>>>>
PR #1008, opened 2021-06-21
Fix issue when deserializing GithubIssueTemplate with hidden secret

chkeita:
Fixed issue when deserializing GithubIssueTemplate with hidden secret
Updated unit tests to check the expected data type for SecretData


src/api-service/tests/test_secrets.py
```diff
@@ -100,12 +100,40 @@ def test_roundtrip_github_issue(self) -> None:
...
+            notification_dict = json.load(json_file)
+            notification_dict["container"] = "testing"
+            notification1 = NotificationCreate.parse_obj(notification_dict)
+            self.assertIsInstance(
+                notification1.config, GithubIssueTemplate, "invalid config type"
+            )
+            notification1_config = cast(GithubIssueTemplate, notification1.config)
+            self.assertIsInstance(
+                notification1_config.auth.secret, GithubAuth, "Invalid secret type"
+            )
```
bmc-msft, line 112: I am concerned that `cast` will hide errors from mypy in the future.

Using `assertIsInstance` makes the unit test output better and is the better choice in most cases, but using a raw `assert` here enables `mypy` to verify the data structures for us without `cast`.
 
```suggestion
            notification1 = NotificationCreate.parse_obj(notification_dict)
            assert isinstance(notification1.config, GithubIssueTemplate)
            self.assertIsInstance(
                notification1.config.auth.secret, GithubAuth, "Invalid secret type"
            )
```

bmc-msft (changes requested):
see feedback regarding `cast`

bmc-msft:
Has this change been verified to create github issues end-to-end?

chkeita:
> Has this change been verified to create github issues end-to-end?

yes i was able to successfully create github issues with these changes

bmc-msft (approved):

PR #1009, opened 2021-06-22
update third-party Rust dependencies

bmc-msft:


bmc-msft:
Note: 

`goblin::pe::utils::find_offset` now takes a new param `opts`, which is a `ParseOptions`.  The default value makes `find_offset` work as it currently does.

Ref: https://docs.rs/goblin/0.4.1/src/goblin/pe/utils.rs.html#62-92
<<<<
**ABOUT THIS TASK**
In this exercise, reproduce the material word for word, in full.

**REPLY TO THE EXERCISE**
PR #1008, opened 2021-06-21
Fix issue when deserializing GithubIssueTemplate with hidden secret

chkeita:
Fixed issue when deserializing GithubIssueTemplate with hidden secret
Updated unit tests to check the expected data type for SecretData


src/api-service/tests/test_secrets.py
```diff
@@ -100,12 +100,40 @@ def test_roundtrip_github_issue(self) -> None:
...
+            notification_dict = json.load(json_file)
+            notification_dict["container"] = "testing"
+            notification1 = NotificationCreate.parse_obj(notification_dict)
+            self.assertIsInstance(
+                notification1.config, GithubIssueTemplate, "invalid config type"
+            )
+            notification1_config = cast(GithubIssueTemplate, notification1.config)
+            self.assertIsInstance(
+                notification1_config.auth.secret, GithubAuth, "Invalid secret type"
+            )
```
bmc-msft, line 112: I am concerned that `cast` will hide errors from mypy in the future.

Using `assertIsInstance` makes the unit test output better and is the better choice in most cases, but using a raw `assert` here enables `mypy` to verify the data structures for us without `cast`.
 
```suggestion
            notification1 = NotificationCreate.parse_obj(notification_dict)
            assert isinstance(notification1.config, GithubIssueTemplate)
            self.assertIsInstance(
                notification1.config.auth.secret, GithubAuth, "Invalid secret type"
            )
```

bmc-msft (changes requested):
see feedback regarding `cast`

bmc-msft:
Has this change been verified to create github issues end-to-end?

chkeita:
> Has this change been verified to create github issues end-to-end?

yes i was able to successfully create github issues with these changes

bmc-msft (approved):

PR #1009, opened 2021-06-22
update third-party Rust dependencies

bmc-msft:


bmc-msft:
Note: 

`goblin::pe::utils::find_offset` now takes a new param `opts`, which is a `ParseOptions`.  The default value makes `find_offset` work as it currently does.

Ref: https://docs.rs/goblin/0.4.1/src/goblin/pe/utils.rs.html#62-92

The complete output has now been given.